### WHAT YOU HAVE TO DO
What are the lines, copied exactly, from the one containing "Everything looks good." through the last line of the records below, both included?

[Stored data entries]
____________________

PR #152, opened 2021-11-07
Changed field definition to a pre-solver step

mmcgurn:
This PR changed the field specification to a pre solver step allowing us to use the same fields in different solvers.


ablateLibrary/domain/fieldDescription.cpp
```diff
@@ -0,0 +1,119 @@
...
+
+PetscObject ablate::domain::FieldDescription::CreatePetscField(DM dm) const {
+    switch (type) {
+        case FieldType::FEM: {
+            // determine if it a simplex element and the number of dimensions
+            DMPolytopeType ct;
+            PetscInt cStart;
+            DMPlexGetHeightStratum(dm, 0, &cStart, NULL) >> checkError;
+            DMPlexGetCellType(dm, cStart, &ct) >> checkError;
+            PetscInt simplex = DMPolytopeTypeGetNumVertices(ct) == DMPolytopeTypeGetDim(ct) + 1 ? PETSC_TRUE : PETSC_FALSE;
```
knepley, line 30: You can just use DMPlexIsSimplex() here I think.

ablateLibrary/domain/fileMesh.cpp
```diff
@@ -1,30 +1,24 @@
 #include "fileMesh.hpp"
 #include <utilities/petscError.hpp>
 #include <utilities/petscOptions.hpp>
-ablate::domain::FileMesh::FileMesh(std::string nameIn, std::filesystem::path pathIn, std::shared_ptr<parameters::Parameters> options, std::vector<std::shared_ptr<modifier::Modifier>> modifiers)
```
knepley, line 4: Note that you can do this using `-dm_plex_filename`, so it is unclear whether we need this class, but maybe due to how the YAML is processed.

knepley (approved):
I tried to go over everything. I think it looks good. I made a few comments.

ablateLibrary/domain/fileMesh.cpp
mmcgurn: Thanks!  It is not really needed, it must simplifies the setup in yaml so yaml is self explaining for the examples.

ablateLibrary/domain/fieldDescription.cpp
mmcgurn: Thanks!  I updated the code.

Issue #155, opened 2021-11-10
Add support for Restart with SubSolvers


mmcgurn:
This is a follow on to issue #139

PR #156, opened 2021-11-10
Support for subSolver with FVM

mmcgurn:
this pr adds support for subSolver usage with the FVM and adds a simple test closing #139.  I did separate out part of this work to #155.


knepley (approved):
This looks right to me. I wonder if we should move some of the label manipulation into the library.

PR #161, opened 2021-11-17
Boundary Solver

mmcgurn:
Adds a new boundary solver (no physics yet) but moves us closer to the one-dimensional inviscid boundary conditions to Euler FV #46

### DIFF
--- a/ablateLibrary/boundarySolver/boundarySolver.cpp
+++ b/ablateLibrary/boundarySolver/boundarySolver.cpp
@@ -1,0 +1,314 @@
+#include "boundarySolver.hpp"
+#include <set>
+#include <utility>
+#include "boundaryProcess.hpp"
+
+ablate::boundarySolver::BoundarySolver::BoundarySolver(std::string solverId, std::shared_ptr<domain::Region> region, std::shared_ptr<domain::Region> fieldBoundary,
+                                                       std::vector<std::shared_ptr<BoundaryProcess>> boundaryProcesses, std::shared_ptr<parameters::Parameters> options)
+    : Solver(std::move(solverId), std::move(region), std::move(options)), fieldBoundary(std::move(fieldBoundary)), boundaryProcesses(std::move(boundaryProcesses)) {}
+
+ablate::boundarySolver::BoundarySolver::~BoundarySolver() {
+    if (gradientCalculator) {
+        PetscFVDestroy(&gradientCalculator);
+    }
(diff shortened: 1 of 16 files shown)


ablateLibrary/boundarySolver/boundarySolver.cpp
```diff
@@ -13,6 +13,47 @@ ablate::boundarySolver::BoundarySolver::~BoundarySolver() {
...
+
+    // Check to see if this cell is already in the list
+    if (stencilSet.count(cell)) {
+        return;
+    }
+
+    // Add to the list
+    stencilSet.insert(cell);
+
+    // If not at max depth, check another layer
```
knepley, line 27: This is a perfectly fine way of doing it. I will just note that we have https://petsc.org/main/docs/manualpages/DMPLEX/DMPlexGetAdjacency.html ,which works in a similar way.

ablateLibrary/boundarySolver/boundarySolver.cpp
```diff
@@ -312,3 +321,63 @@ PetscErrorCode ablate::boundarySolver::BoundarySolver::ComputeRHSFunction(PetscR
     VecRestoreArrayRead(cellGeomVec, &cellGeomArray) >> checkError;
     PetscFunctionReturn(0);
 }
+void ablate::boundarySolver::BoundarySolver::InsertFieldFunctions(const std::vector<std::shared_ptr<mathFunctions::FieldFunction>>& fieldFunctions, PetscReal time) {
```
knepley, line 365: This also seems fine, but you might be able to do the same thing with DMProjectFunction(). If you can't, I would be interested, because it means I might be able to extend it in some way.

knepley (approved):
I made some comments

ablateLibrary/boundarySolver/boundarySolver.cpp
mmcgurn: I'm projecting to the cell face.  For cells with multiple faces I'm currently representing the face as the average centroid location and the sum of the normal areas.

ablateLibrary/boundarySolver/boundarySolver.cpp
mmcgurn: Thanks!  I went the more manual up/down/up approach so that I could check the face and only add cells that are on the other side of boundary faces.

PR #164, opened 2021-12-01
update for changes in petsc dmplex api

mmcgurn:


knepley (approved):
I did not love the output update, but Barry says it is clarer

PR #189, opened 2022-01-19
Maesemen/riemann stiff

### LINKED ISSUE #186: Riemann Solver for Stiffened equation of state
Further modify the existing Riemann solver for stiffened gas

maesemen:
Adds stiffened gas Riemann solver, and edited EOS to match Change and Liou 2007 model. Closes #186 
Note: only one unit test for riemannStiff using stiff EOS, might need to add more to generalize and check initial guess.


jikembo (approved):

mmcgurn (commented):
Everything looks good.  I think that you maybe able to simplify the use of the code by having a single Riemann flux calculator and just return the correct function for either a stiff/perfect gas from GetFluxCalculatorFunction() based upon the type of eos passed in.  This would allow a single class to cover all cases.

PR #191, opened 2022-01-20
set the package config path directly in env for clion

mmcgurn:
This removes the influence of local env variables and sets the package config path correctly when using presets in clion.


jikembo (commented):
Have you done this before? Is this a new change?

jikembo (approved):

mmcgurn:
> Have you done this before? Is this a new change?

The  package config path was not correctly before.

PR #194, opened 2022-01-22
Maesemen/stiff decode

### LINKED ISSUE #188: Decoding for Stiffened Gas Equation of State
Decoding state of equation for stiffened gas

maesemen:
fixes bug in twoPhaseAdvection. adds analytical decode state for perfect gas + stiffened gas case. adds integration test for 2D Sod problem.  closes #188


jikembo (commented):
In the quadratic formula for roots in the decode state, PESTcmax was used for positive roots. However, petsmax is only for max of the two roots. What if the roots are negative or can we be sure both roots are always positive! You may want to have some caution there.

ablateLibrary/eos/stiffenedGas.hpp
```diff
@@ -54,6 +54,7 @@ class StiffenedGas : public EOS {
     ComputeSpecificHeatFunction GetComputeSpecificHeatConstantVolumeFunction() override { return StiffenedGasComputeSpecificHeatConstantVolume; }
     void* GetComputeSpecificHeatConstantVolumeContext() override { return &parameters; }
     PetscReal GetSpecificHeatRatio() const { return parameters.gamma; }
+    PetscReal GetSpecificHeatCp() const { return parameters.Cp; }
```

____________________

### REPLY
Everything looks good.  I think that you maybe able to simplify the use of the code by having a single Riemann flux calculator and just return the correct function for either a stiff/perfect gas from GetFluxCalculatorFunction() based upon the type of eos passed in.  This would allow a single class to cover all cases.

PR #191, opened 2022-01-20
set the package config path directly in env for clion

mmcgurn:
This removes the influence of local env variables and sets the package config path correctly when using presets in clion.


jikembo (commented):
Have you done this before? Is this a new change?

jikembo (approved):

mmcgurn:
> Have you done this before? Is this a new change?

The  package config path was not correctly before.

PR #194, opened 2022-01-22
Maesemen/stiff decode

### LINKED ISSUE #188: Decoding for Stiffened Gas Equation of State
Decoding state of equation for stiffened gas

maesemen:
fixes bug in twoPhaseAdvection. adds analytical decode state for perfect gas + stiffened gas case. adds integration test for 2D Sod problem.  closes #188


jikembo (commented):
In the quadratic formula for roots in the decode state, PESTcmax was used for positive roots. However, petsmax is only for max of the two roots. What if the roots are negative or can we be sure both roots are always positive! You may want to have some caution there.

ablateLibrary/eos/stiffenedGas.hpp
```diff
@@ -54,6 +54,7 @@ class StiffenedGas : public EOS {
     ComputeSpecificHeatFunction GetComputeSpecificHeatConstantVolumeFunction() override { return StiffenedGasComputeSpecificHeatConstantVolume; }
     void* GetComputeSpecificHeatConstantVolumeContext() override { return &parameters; }
     PetscReal GetSpecificHeatRatio() const { return parameters.gamma; }
+    PetscReal GetSpecificHeatCp() const { return parameters.Cp; }
```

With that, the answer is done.